Tuesday, March 7, 2017

IRS To Target “Hobby” Farmers


The IRS recently issued interim guidance on a pilot program for Schedule F expenses for small business/self-employed taxpayer examinations.  The program is to start on April 1, 2017 and run for one year.  The focus will be on “hobby” farmers, and the program will be conducted through the IRS Brookhaven campus in Holtsville, NY.  While the pilot will only consist of 50 tax returns from tax year 2015 being examined, it could be an indication that the IRS is looking to increase the audit rate of returns with a Schedule F.  In addition, without knowing how the returns will be selected for examination, it may be more likely to impact the relatively smaller farming operations.

Focus of the Pilot Program

The interim guidance points out that the IRS believes that compliance issues may exist with respect to the deduction of expenses on the wrong form, or expenses that actually belonged to another taxpayer, or that should be subject to the hobby loss rules of I.R.C. §183.  Indeed, the IRS notes that a filter for the project will be designed to identify those taxpayers who have W-2s with large income and who also file a Schedule F “and may not have time to farm.”  IRS also says the filtering for expenses will be via the same process that it uses when it examines Schedule C, and notes that deductions that relate to the taxpayer’s W-2 employment, Schedule A or a corporate return should not appear on Schedule F.  In addition, the guidance informs IRS personnel that the examined returns could have start-up costs or be a hobby activity which would lead to non-deductible losses. 

Specific Guidance

The interim guidance directs the IRS examiners to consult IRS Pub. 225 (Farmers’ Tax Guide) and directs its examiners to look for a taxpayer with a primary residence on a farm where the principal business is farming.  The interim guidance also directs examiners to look for deductions that “appear to be excessive for the income reported.”  The implication is that such expenses won’t be deemed to be ordinary and necessary business expenses.  How that might impact the practice of pre-paying farm expenses remains to be seen.  One of the tests for pre-paying and deducting farming expenses is that the pre-payment must not materially distort income.  Is the IRS implying in the interim guidance that it views a high level of pre-paid expenses when income is relatively low to be a material distortion of income?  Perhaps that’s reading too much into the guidance and giving the IRS too much credit.  The guidance does instruct that deposits are not deductible pre-payments, although it does state that a deposit is deductible if it is for future supplies.  That is a strange statement.  A pre-payment that constitutes a deposit is not deductible in accordance with Rev. Rul. 79-229, which the guidance doesn’t mention.   

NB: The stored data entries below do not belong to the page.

PR #937, opened 2020-08-24
Dates improvements (v2)

joker-x:


bures:
Great. I assume you tested it, right? Thanks.

joker-x:
Yes, with mariadb 10.5.5

Works edit, import and yyyy-mm-dd format:
imagen

Malm:
Looking forward to this fix, is there any reason why it has not been merged yet?

server/lib/knex.js
```diff
@@ -17,6 +17,15 @@ const knex = require('knex')({
             'DATETIME'
         ]
     },
+    pool: {
+        min: 2,
+        max: 10,
+        afterCreate: function(conn, cb) {
+            conn.query('SET sql_mode="ERROR_FOR_DIVISION_BY_ZERO,NO_AUTO_CREATE_USER,NO_ENGINE_SUBSTITUTION";', function (err) {
```
bures, line 24: What is the reason for this? Could we do it without? I don't wont to include stuff which does not address any particular problem. Thanks.

joker-x: Since MySQL 5.7 STRICT_TRANS_TABLES is enabled by default, you can disable globally in my.cnf or in database connection. For docker in this issue https://github.com/Mailtrain-org/mailtrain/issues/748 fix removing all sql_modes. I prefer remove only STRICT_TRANS_TABLES and keep the others default values ERROR_FOR_DIVISION_BY_ZERO, NO_AUTO_CREATE_USER, NO_ENGINE_SUBSTITUTION. I thing that adding in afterCreate function of knex connection is the better place to solve it.

joker-x: With STRICT_TRANS_TABLES enabled, mailtrain do not save any field of type date or timestamp, throwing ER_TRUNCATED_WRONG_VALUE

bures: But why is it? As far as I understand, It disables checking, but we should not fill in invalid data anyway.

joker-x: I think that if all inserts and updates will be called with 'YYYY-MM-DD HH:mm:ss' format in UTC should works without database errors, but i did not find where are in source code. This workaround is better that reconfigure manually the database for date fields begin to works and it can be easily remove if we find another solution.

bures: I think we have to find the problem. In my view, disabling the check just masks the problem.

joker-x: image
Maybe change .toISOString() in subscriptions models to .format("YYYY-MM-DD HH:mm:ss") can be solve it...

Try?

joker-x: Seems to works! :) In a while push the fix to this PR

joker-x:
Can anybody test if works??

joker-x:
Before you change from .toDate() to toISOString() in this commit https://github.com/Mailtrain-org/mailtrain/commit/b37ad9863c9d5b0ea38f440f684102467fa8dbe3#diff-9a370bff7587e5d2f36495f32f4101be

Can it break triggered campaigns?

bures:
Yep. This looks good. @joker-x - let me know once it is ready to be merged.

@Malm - can you test it?

Thanks.

bures:
@joker-x Honestly, I'm not sure. It has been quite some time since I made the code. 

As far as triggered campaigns are concerned, I'm not even sure if they work properly now. I don't use them and I wonder if anyone does.

joker-x:
Ok, @bures ... step by step, if the same error is present in other place, now we known how to solve it, and 'moment' is a dependency in server and client side

In my test site is working, but i tuned several configurations in the server, not a clean installation, better if anyone else can test it too.

joker-x:
Why save all date types as timestamp in database?

joker-x:
I tested in a clean installation and it works! Can you merge it @bures ?

bures:
Perfect. Thanks.

Issue #810, opened 2019-12-17
VERP failing when campaign cid starts with "-"


priethor:
When one of my campaigns cid starts with a hyphen, if I activate VERP in the send configuration, some recipient servers reject the mail because of un illegrall address syntax of the sender:

> Dec 16 09:12:31 server postfix/smtpd[32636]: warning: Illegal address syntax from XXX.com[A.B.C.D] in MAIL command: <-NR_vvx2w.r1NMEQeyX.HJ-Q4mlJQ@XXX.com>

We have checked many possibilities and it just happens with VERP and when the campaign cid starts with "-", as just by cloning the affected campaigns solves the issue.

There are 2 ways I can see to fix this issue:
- Not allowing newly created campaign cids to start with "-", regenerating them if requried.
- Always adding to the VERP mail addresses some static prefix, but this might not be as easy as it sounds if it is fully handled by ZoneMTA.

pangea-org:
Confirmed in here too, successfully reproduced.
Mailtrain log says : 
  
Error: Mail command failed: 501 5.1.7 Bad sender address syntax

priethor:
This bug is currently reproducing in other parts of the application, such us links failing when the campaign starts with "-", although I cannot reproduce in a consisten way (links don't always fail)

forgeOneHQ:
We are going to start with the development and testing of mailtrain v3 in the next weeks.

You are welcome to help us with the testing as soon as the first release candidate is available.

PR #938, opened 2020-08-25
Reemplace shortid with nanoid (v2)

joker-x:
- shortid is deprecated, its developers recommend nanoid that is faster and safe
- to minimize changes in code, i write a module in lib/shortid.js that implement the functions generate and isValid with nanoid
- the alphabet and length of cid can be set in configuration file
- the default value of alphabet is 'abcdefghijklmnopqrstuvwxyzABCDEFGHIJKLMNOPQRSTUVWXYZ', i remove numbers and dash to avoid errors as https://github.com/Mailtrain-org/mailtrain/issues/810
- the default value of length of cid is 10


bures:
Perfect. Looks good. Thanks.

simevidas:
FWIW, I’m trying to set up Mailtrain on FastComet’s shared hosting. There’s an error caused by shortid:

> You required the Node Cluster module, which is incompatible with Passenger…

I will try to add the above code change to my Mailtrain v1 project and see if that fixes it. Wish me luck.

Issue #940, opened 2020-08-27
(v2) Question: Hide Menu Items


elitzer2:
Hello! I see that the Reports menu item can be disabled but it seems like the others are hardcoded.

1. I would like to remove the Channels menu item as we won't be using Channels.
 a) Are Channels really for pre-filling some information that you'd otherwise manually fill out in a regular campaign? Meaning if I go to create a regular campaign and choose a Channel should it pre-fill the information that's in the Channel? Not sure if there's a bug or if I'm not entirely understanding the purpose/use of a Channel.
2. Additionally, I'd like to remove the API under administration as I don't want normal users to be able to use/generate API tokens.
3. I would also like to remove the Triggered/RSS options for campaigns for the time being.

Any thoughts on how I could do these? Thanks!

joker-x:
Have you try to remove 'view' permission over 'channel' entity for the rol of the users?

elitzer2:
> Have you try to remove 'view' permission over 'channel' entity for the rol of these users?

Yeah I did try removing the createChannels from [here](https://github.com/Mailtrain-org/mailtrain/blob/development/server/config/default.yaml#L316) and [here](https://github.com/Mailtrain-org/mailtrain/blob/development/server/config/default.yaml#L327) as well as making the channel config itself an empty array [here](https://github.com/Mailtrain-org/mailtrain/blob/development/server/config/default.yaml#L327). Looking at the React code there doesn't seem to be a way to define the channel menu item via config and doesn't seem like it's dynamic based on a channel view permission.

forgeOneHQ:
We are going to start with the development and testing of mailtrain v3 in the next weeks.

You are welcome to help us with the testing as soon as the first release candidate is available.

PR #942, opened 2020-08-27
Added new global permissions to manage main entities, hide menu entry and deny access if not have the permission (v2)

joker-x:
Added new global permissions: **manageLists, manageChannels, manageTemplates, manageCampaigns, manageReports, manageApi, manageSendConfigurations, manageNamespaces** to already defined **manageBlacklist, manageSettings** and change the name of **displayManageUsers** to **manageUsers**

If not assign manageChannels to the rol of user, the channel menu will be hide, for example.

Also, if user is a superadmin (he has the admin:true in his configuration) always show all menu entries.

### DIFF
--- a/client/src/root.js
+++ b/client/src/root.js
@@ -73,7 +73,7 @@ class Root extends Component {
 		                const entry = topLevelItems[entryKey.toLowerCase()];
 		                const link = entry.link || entry.externalLink;
 
-		                if (mailtrainConfig.user.admin || mailtrainConfig.globalPermissions["manage"+entryKey]) {
+		                if (mailtrainConfig.user.admin || mailtrainConfig.globalPermissions["displayManage"+entryKey]) {
 		                    if (link && path.startsWith(link)) {
 		                        topLevelMenu.push(<NavLink key={entryKey.toLowerCase()} className="active" to={link}>{entry.title} <span className="sr-only">{t('current')}</span></NavLink>);
 		                    } else {
@@ -87,17 +87,17 @@ class Root extends Component {
                             <ul className="navbar-nav mt-navbar-nav-left">
                                 {topLevelMenu}
                                 <NavDropdown label={t('administration')}>
-                                    {(mailtrainConfig.user.admin || mailtrainConfig.globalPermissions.manageUsers) &&
+                                    {(mailtrainConfig.user.admin || mailtrainConfig.globalPermissions.displayManageUsers) &&
                                         <DropdownLink to="/users">{t('users')}</DropdownLink>}
-                                    {(mailtrainConfig.user.admin || mailtrainConfig.globalPermissions.manageNamespaces) &&
+                                    {(mailtrainConfig.user.admin || mailtrainConfig.globalPermissions.displayManageNamespaces) &&
                                         <DropdownLink to="/namespaces">{t('namespaces')}</DropdownLink>}
                                     {(mailtrainConfig.user.admin || mailtrainConfig.globalPermissions.manageSettings) &&
                                         <DropdownLink to="/settings">{t('globalSettings')}</DropdownLink>}
-                                    {(mailtrainConfig.user.admin || mailtrainConfig.globalPermissions.manageSendConfigurations) &&
+                                    {(mailtrainConfig.user.admin || mailtrainConfig.globalPermissions.displayManageSendConfigurations) &&
                                         <DropdownLink to="/send-configurations">{t('sendConfigurations')}</DropdownLink>}
                                     {(mailtrainConfig.user.admin || mailtrainConfig.globalPermissions.manageBlacklist) &&
                                         <DropdownLink to="/blacklist">{t('blacklist')}</DropdownLink>}
-                                    {(mailtrainConfig.user.admin || mailtrainConfig.globalPermissions.manageApi) &&
+                                    {(mailtrainConfig.user.admin || mailtrainConfig.globalPermissions.displayManageApi) &&
                                         <DropdownLink to="/account/api">{t('api')}</DropdownLink>}
                                 </NavDropdown>
                             </ul>
--- a/client/src/root.js
+++ b/client/src/root.js
@@ -70,13 +70,12 @@ class Root extends Component {
                 if (mailtrainConfig.isAuthenticated) {
 
                     const gP = mailtrainConfig.globalPermissions;
-                    const superadmin = mailtrainConfig.user.admin;
 
 		            for (const entryKey of topLevelMenuKeys) {
 		                const entry = topLevelItems[entryKey.toLowerCase()];
 		                const link = entry.link || entry.externalLink;
 
-		                if (superadmin || gP["manage"+entryKey]) {
+		                if (gP["manage"+entryKey]) {
 		                    if (link && path.startsWith(link)) {
 		                        topLevelMenu.push(<NavLink key={entryKey.toLowerCase()} className="active" to={link}>{entry.title} <span className="sr-only">{t('current')}</span></NavLink>);
 		                    } else {
@@ -89,20 +88,20 @@ class Root extends Component {
                         <>
                             <ul className="navbar-nav mt-navbar-nav-left">
                                 {topLevelMenu}
-                                {(superadmin || gP.manageUsers || gP.manageNamespaces || gP.manageSettings || 
+                                {(gP.manageUsers || gP.manageNamespaces || gP.manageSettings || 
                                   gP.manageSendConfigurations || gP.manageBlacklist || gP.manageApi) &&
                                   <NavDropdown label={t('administration')}>
-                                    {(superadmin || gP.manageUsers) &&
+                                    {(gP.manageUsers) &&
                                         <DropdownLink to="/users">{t('users')}</DropdownLink>}
-                                    {(superadmin || gP.manageNamespaces) &&
+                                    {(gP.manageNamespaces) &&
                                         <DropdownLink to="/namespaces">{t('namespaces')}</DropdownLink>}
-                                    {(superadmin || gP.manageSettings) &&
+                                    {(gP.manageSettings) &&
                                         <DropdownLink to="/settings">{t('globalSettings')}</DropdownLink>}
-                                    {(superadmin || gP.manageSendConfigurations) &&
+                                    {(gP.manageSendConfigurations) &&
                                         <DropdownLink to="/send-configurations">{t('sendConfigurations')}</DropdownLink>}
-                                    {(superadmin || gP.manageBlacklist) &&
+                                    {(gP.manageBlacklist) &&
                                         <DropdownLink to="/blacklist">{t('blacklist')}</DropdownLink>}
-                                    {(superadmin || gP.manageApi) &&
+                                    {(gP.manageApi) &&
                                         <DropdownLink to="/account/api">{t('api')}</DropdownLink>}
                                   </NavDropdown>}
                             </ul>
--- a/client/src/root.js
+++ b/client/src/root.js
@@ -76,7 +76,7 @@ class Root extends Component {
 		                const entry = topLevelItems[entryKey.toLowerCase()];
 		                const link = entry.link || entry.externalLink;
 
-		                if (superadmin || gP["displayManage"+entryKey]) {
+		                if (superadmin || gP["manage"+entryKey]) {
 		                    if (link && path.startsWith(link)) {
 		                        topLevelMenu.push(<NavLink key={entryKey.toLowerCase()} className="active" to={link}>{entry.title} <span className="sr-only">{t('current')}</span></NavLink>);
 		                    } else {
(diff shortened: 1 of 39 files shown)


joker-x:
Fix: #940

bures:
Looks good. But can we keep the distinction between `manageXXX` and `displayManageXXX`? 

The problem is that manageBlacklist and manageSettings are really permissions which are checked in `models/blacklist.js` and `models/settings.js` respectively. On the other hand `displayManageUsers` determines only the visibility of the menu item. It's not checked in the models. This means that if one makes a REST call directly, he/she can still manage the users provided one has the corresponding permission in a namespace. 

Thanks.

joker-x:
Yes, of course, rename only the new ones? rename manageSettings and manageBlacklist too?

elitzer2:
This is great!

elitzer2:
This probably isn't the best place to ask but since it's sort of related and I'm curious, are there steps for contributors to build the node locally? I haven't worked with a handlebars app before. Thanks!

client/src/root.js
```diff
@@ -67,29 +67,38 @@ class Root extends Component {
...
+                                        <DropdownLink to="/namespaces">{t('namespaces')}</DropdownLink>}
+                                    {(mailtrainConfig.user.admin || mailtrainConfig.globalPermissions.manageSettings) &&
+                                        <DropdownLink to="/settings">{t('globalSettings')}</DropdownLink>}
+                                    {(mailtrainConfig.user.admin || mailtrainConfig.globalPermissions.displayManageSendConfigurations) &&
+                                        <DropdownLink to="/send-configurations">{t('sendConfigurations')}</DropdownLink>}
+                                    {(mailtrainConfig.user.admin || mailtrainConfig.globalPermissions.manageBlacklist) &&
+                                        <DropdownLink to="/blacklist">{t('blacklist')}</DropdownLink>}
+                                    {(mailtrainConfig.user.admin || mailtrainConfig.globalPermissions.displayManageApi) &&
+                                        <DropdownLink to="/account/api">{t('api')}</DropdownLink>}
                                 </NavDropdown>
```
elitzer2, line 102: Would you also mind adding a check that if none of the items under Administration are present, the top-level Administration label is also hidden?

joker-x: Ready ;)

elitzer2: Lovely!

joker-x:
> This probably isn't the best place to ask but since it's sort of related and I'm curious, are there steps for contributors to build the node locally? I haven't worked with a handlebars app before. Thanks! I suppose you might just use the develop Docker container and it points to the node! I was likely over-thinking...
> 
> UPDATE: [I can't read...](https://github.com/Mailtrain-org/mailtrain/tree/development#deployment-with-docker-and-docker-compose-for-development). I am not running our production instance using Docker so I was trying to figure out how I can make local changes and build the node. But I should be able to figure that out from the steps provided and if not, look into the docker container commands.

I don't use docker, to apply these changes when approved you can do something similar steps:
```
cd <REPOSITORY_PATH>
git pull origin development
# edit server/config/production.yml to write the new global permissions
cd client
NODE_ENV=production npm run build
service mailtrain restart #as root
```

elitzer2:
> > This probably isn't the best place to ask but since it's sort of related and I'm curious, are there steps for contributors to build the node locally? I haven't worked with a handlebars app before. Thanks! I suppose you might just use the develop Docker container and it points to the node! I was likely over-thinking...
> > UPDATE: [I can't read...](https://github.com/Mailtrain-org/mailtrain/tree/development#deployment-with-docker-and-docker-compose-for-development). I am not running our production instance using Docker so I was trying to figure out how I can make local changes and build the node. But I should be able to figure that out from the steps provided and if not, look into the docker container commands.
> 
> I don't use docker, to apply these changes when approved you can do something similar steps:
> 
> ```
> cd <REPOSITORY_PATH>
> git pull origin development
> # edit server/config/production.yml to write the new global permissions
> cd client
> NODE_ENV=production npm run build
> service mailtrain restart #as root
> ```

Awesome, thanks! I actually added your repo as a remote and have been using your branch so I can start configuring our new instance. We are moving away from Mailchimp and I *really* want Mailtrain to serve our basic needs as a small nonprofit, and I'm happy because I think it will.

joker-x:
@bures now the menu is hidden if the user do not have the global permission, but the user still can access by the url of the resource, i think would be better enforce the global permission as blacklist do and if true later check particular permission.

bures:
@joker-x - I agree. It would indeed be better to enforce the permissions. I didn't suggest it in the first place because it needs quite some work because the enforcement has to go to many places in models. But if you like to do it, I believe it would be the best option.

To recap:
- drop existing `displayManageXXX` permissions in favor `manageXXX`
- introduce new `manageXXX` permissions
- check the `manageXXX` permissions in models, such that it is really about access, not just about showing it in client

Thanks a lot.

server/models/shares.js
```diff
@@ -449,7 +451,7 @@ async function regenerateRoleNamesTable() {
 
 
 function throwPermissionDenied() {
-    throw new interoperableErrors.PermissionDeniedError('Permission denied');
+    throw new interoperableErrors.PermissionDeniedError(tMark('permissionDenied'));
```
joker-x, line 454: don't work :( i also tried with tUI but i don't know how to define locales param

joker-x:
Seems to work, need more testing, can we help us @elitzer2 ?

server/models/shares.js
```diff
@@ -451,7 +451,7 @@ async function regenerateRoleNamesTable() {
 
 
 function throwPermissionDenied() {
-    throw new interoperableErrors.PermissionDeniedError(tMark('permissionDenied'));
+    throw new interoperableErrors.PermissionDeniedError(tUI('permissionDenied', config.defaultLanguage));
```
joker-x, line 454: I don't know how to pass the current user language selected in locale param

joker-x:
Even though the checkGlobalPermission function returns true if context.user.admin, it denies access if you don't have global permission:

https://github.com/Mailtrain-org/mailtrain/blob/development/server/models/shares.js#L497

elitzer2:
> Seems to work, need more testing, can we help us @elitzer2 ?

Sure I can take a peek over the next couple of days and poke around.

elitzer2:
One thing right off the bat I noticed is that if I disable `manageChannels` I can't create campaigns due to permissions errors. 

Here's my custom config:
```
defaultRoles:
  global:
    campaignsAdmin:
      name: Campaigns Admin
      description: Under the namespace in which the user is located, the user has all permissions for managing lists, templates and campaigns and the permission to send to send configurations.
      permissions: [setupAutomation, manageLists, manageTemplates, manageCampaigns]
      ownNamespaceRole: campaignsAdmin

  namespace:
    campaignsAdmin:
      name: Campaigns Admin
      description: In the respective namespace, the user has all permissions for managing lists, channels, templates and campaigns and the permission to send to send configurations.
      permissions: [view, edit, delete, createList, createTemplate, createCampaign]
      children:
        sendConfiguration: [viewPublic, sendWithoutOverrides, sendWithAllowedOverrides]
        list: [view, edit, delete, viewFields, manageFields, viewSubscriptions, viewTestSubscriptions, manageSubscriptions, viewSegments, manageSegments, viewImports, manageImports, send, sendToTestUsers]
        customForm: []
        campaign: [view, edit, delete, viewAttachments, manageAttachments, send, sendToTestUsers, viewStats]
        template: [view, edit, delete, sendToTestUsers]
        channel: []
        mosaicoTemplate: [view, viewFiles]
        namespace: [view, edit, delete, createList, createTemplate, createCampaign]
```

elitzer2:
Idk the permissions are a bit confusing to me and seem to collide a bit sometimes. For example, I wanted to get rid of `viewFiles`/`manageFiles` from campaign & template but then I would get permissions errors when cloning campaigns because it would try and view the files of the campaign I am guessing even though there were none. I just don't want people to have the ability to see the Files option or upload Files. I might just need to keep playing around with different combinations.

server/models/shares.js
bures: I'm afraid, it is not supposed to work. The exceptions are not supposed to be localized since they are not the way we communicate with end-users. Exception is and should be the point when we or the administrator failed (e.g. in setting the permissions). 

The tMark is used to mark the point where the translation is used in the code so that the automated script (extract.js) can identify it and transform it into string resource id (e.g. 'permissionDenied').
The tUI is used for generated translated strings on the server. In this case, however, the language has to be given as a parameter because the server does not assume language implicitly.

bures:
I think this is getting out of hand. I fear we started patching the permission system without having clear use-cases. The features of Mailtrain are intertwined. You cannot disable one without impacting the others. Similarly, the permissions are not orthogonal. There are only certain combinations that work.

Looking at all this, I think we should not mix the permissions and the fact that some option is enabled in the UI. It's just too complex to handle it and typically results in some error. 

> > Seems to work, need more testing, can we help us @elitzer2 ?
> 
> Sure I can take a peek over the next couple of days and poke around.

Not sure what you mean. What exactly does not work?

elitzer2:
> Looking at all this, I think we should not mix the permissions and the fact that some option is enabled in the UI. It's just too complex to handle it and typically results in some error.

Yeah, agreed. Separation of concerns is good. If getting rid of UI options adds too much complexity to the config I can just take care of it on my end for my use case.

bures (commented):
I'm afraid this is not something I'm happy about. I would like to avoid any explicit super admin as long as possible. The 'admin' attribute in the permission config just says which role should be given to user no. 1. It serves as a bootstrap for permissions to fix cases when by whatever error the user no. 1 looses his/her permissions.

bures (commented):
I'm afraid I'm not happy with using the 'admin' or 'superadmin' to determine what is supposed to be shown in the menu. As I wrote in the other comment.

bures:
@elitzer2 - Please suggest which options you want to hide from the menu, for which users and why (a bit of rationale so that we understand your case in the context). We can then figure out some better way to customize the UI based on user role (either via 'displayManageXXX' permissions or via another way).

elitzer2:
> @elitzer2 - Please suggest which options you want to hide from the menu, for which users and why (a bit of rationale so that we understand your case in the context). We can then figure out some better way to customize the UI based on user role (either via 'displayManageXXX' permissions or via another way).

I will answer the inverse since there are fewer options, but I want a user that only has Lists, Templates, and Campaigns as menu items. I will be configuring the rest on behalf of the users and I want them to have a simplified interface with the least amount of control, mostly just to reduce confusion with all of the options (which is a good thing, but sometimes can be overwhelming to some).

bures:
@elitzer2 - Does it mean you want to have all the settings under lists (custom fields, segments, triggers, etc.) and similarly under templates and campaigns?

Another questions, out of curiosity, why do you want templates? I adopted them because they were in v1, but when using Mailtrain, I could not find much use for templates. I have users use only campaigns. Out of templates, I use only Mosaico templates.

elitzer2:
> @elitzer2 - Does it mean you want to have all the settings under lists (custom fields, segments, triggers, etc.) and similarly under templates and campaigns?
> 
> Another questions, out of curiosity, why do you want templates? I adopted them because they were in v1, but when using Mailtrain, I could not find much use for templates. I have users use only campaigns. Out of templates, I use only Mosaico templates.

I think I can live with all the options that are on those pages. Would be a nice to have to be able to disable some of those but not a requirement of mine. Only things I can think of I'd want to get rid of is the RSS & Triggered Campaigns and the Files UI button so users can't upload any Files there. I guess getting rid of the Mosaico Templates button on the Templates page would be good too. 

The reason I can see people using templates is having different formats depending on the email type (quick send of a small blurb, event flyer, etc.) but I am sure eventually they will end up cloning campaigns since it prefills all the lists/send configuration for you (Is that what a Channel is supposed to do? I still don't understand those yet). I was thinking of having them use the "Custom content cloned from template" option and using the templates as a base with blocks/layout vs. fully-fledged emails. And I agree, the only editors I enabled is Mosaico. It should be sufficient for our needs.

joker-x:
Ok, I still thinking that the menu entries and buttons must be show only if you have the relative permission and the role marked with admin = true must have all permissions allthough don't set in the config. But I stop working in this PR until we are agree with the solution.

Happy weekend!

bures:
@joker-x Great. Let's bring this back to the drawing table and see what the right solution is. Thanks for your effort. Happy weekend to you too.

bures:
@elitzer2 - The channels are to group series of emails on the same topic. An example is a though of a day or weekly newsletter. The channel allows you to show only campaigns sent within the channel. It also contains defaults that make it easy to create another campaign in the channel. 

Cloning a campaign is another way, but does not give you the benefit of seeing only campaigns logically belonging together (like all the thoughts of the day) and it is more error prone to copy-paste errors. I rather persuade my users to always start a campaign with clean slate (i.e. with pre-filled fields by the channel and customized mosaico template).

elitzer2:
@bures Ah ok that might be what I'm looking for and instead of creating a campaign on the Campaigns page I can have them create it through the Channel so things are pre-filled that way. I'm the one training them on how to use it, so it's still up in the air in terms of the final flow. I'll dig into it a bit more, thanks!

bures:
> @bures Ah ok that might be what I'm looking for and instead of creating a campaign on the Campaigns page I can have them create it through the Channel so things are pre-filled that way. I'm the one training them on how to use it, so it's still up in the air in terms of the final flow. I'll dig into it a bit more, thanks!

Yep. That was the idea behind channels. Actually after channels were introduced, the "Campaigns" could be made a bit less prominent in the menu because they are kind of like "All campaigns including RSS and triggered ones and those without a channel assigned".

joker-x:
> One thing right off the bat I noticed is that if I disable `manageChannels` I can't create campaigns due to permissions errors.
> 
Works with the last commit, i think

server/models/shares.js
joker-x: We use https://github.com/smhg/express-locale that add to req the language, perhaps we can extract it from request.

bures: You Are right that we could possibly extract it from the cookie sent together with the REST request. However, it does not really change much on the fact that "Permission denied" is not something the end-user should see. The UI should not offer choices the user has not permissions for. If the permission denied can be obtained, then the client should catch the exception and show it in a more user-friendly way. As such, I would really not localize the exceptions. Exceptions are for logs, not for end-users.

joker-x: Can we do the translation in flash notice only?
imagen

bures: Sure. Only it should not be translated by the server, but by the client.

Check client/src/lib/modals.js:164. I belive you could add something similar to general error handling in client/src/lib/page.js:461. There I would check for the `error instanceof interoperableErrors.PermissionDeniedError` and would present a fitting error message possibly with giving some hints (like someone may have changed the permissions while you worked, if you think it should work, contact the administrator or similar).

bures:
@joker-x - Thanks for the effort. But to be honest upfront, I'm not sure I will accept this PR. It's getting too complicated and I'm not sure about the necessity the "permission denied" check in the component mount. Given the problems with "manageChannels", I'm also not convinced we should use manageXXX permissions to control what one sees in the UI. Due to how the things are intertwined, some of the methods (typically getters) cannot be protected by the global manageXXX permission, which casts a doubt on what the semantics of manageXXX is and if they are useful at all since they don't fully protect the API. At this point, I'm veering towards leaving the permission system as-is and having a dedicated section in the config, which determines what a user should see depending on its role. In my view, it would be more flexible, because it would also allow things like rearranging the menu order, discarding "Campaigns" top-level menu a bringing it under Channels as a "All campaigns" button, etc. 

Sorry, if I misled you anyhow previously. I'm also making my mind as I see the progress and the issues that arise on the way.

The IRS also instructs its examiners to separate deductible business expenses from capital expenses and personal expenses.  On the capital expense issue, there is no mention of the $2,500 safe harbor (per invoice or per item) which allows a current deduction.  The guidance also instructs examiners to pick through gas, oil, fuel, repairs, etc., to determine the “business and non-business parts” of the expense.  Again, no mention is made of the safe harbor. 

The interim guidance indicates that custom hire expense is deductible on line 13 of Schedule F.  It also notes that fuel expense is deductible if it is used for conducting business on the farm.  On that issue, the IRS believes that having an on-farm storage tank and accounting for personal use of fuel is important, and that fuel bought from a gas station needs further explanation to ensure it was not used for personal purposes. 

As for mortgage interest, the interim guidance notes that it is deductible if it relates to real property that is used in the taxpayer’s farming business.  The guidance also states that repair and maintenance expenses on the taxpayer’s personal residence are not deductible, without mentioning the situation that is common in agriculture – an office in the home for which related repairs and maintenance would be deductible. 

The interim guidance does get into an explanation of the pre-paid expense rules and this time states that the pre-payment cannot be a deposit and states that the taxpayer must be able to document the reason for the prepayment. 


The interim guidance would appear to be targeted toward taxpayers that either farm or crop share some acres where the income ends up on Schedule F, but where other non-farm sources of income predominate (e.g., W-2 income, income from leases for hunting, bed and breakfast, conservation reserve program payments, organic farming, etc.).  In those situations, it is likely that the Schedule F expenses will exceed the Schedule F income.  That’s particularly the case when depreciation is claimed on items associated with the “farm” - a small tractor, all-terrain vehicle, pickup truck, etc.  That’s the typical hobby loss scenario that IRS is apparently looking for. 

Keep in mind that the IRS is only going to examine 50 returns in their pilot project, and those returns will relate to the 2015 tax year.  The IRS should focus its attention on those returns with small losses, but it’s not known whether that will be the IRS approach.  Also, where is the IRS going to come up with the funds to audit, even if the pilot program indicates a widespread problem?  Those funds aren’t available, and aren’t likely to be forthcoming in the near future.

In any event, it’s helpful to know what the IRS is up to.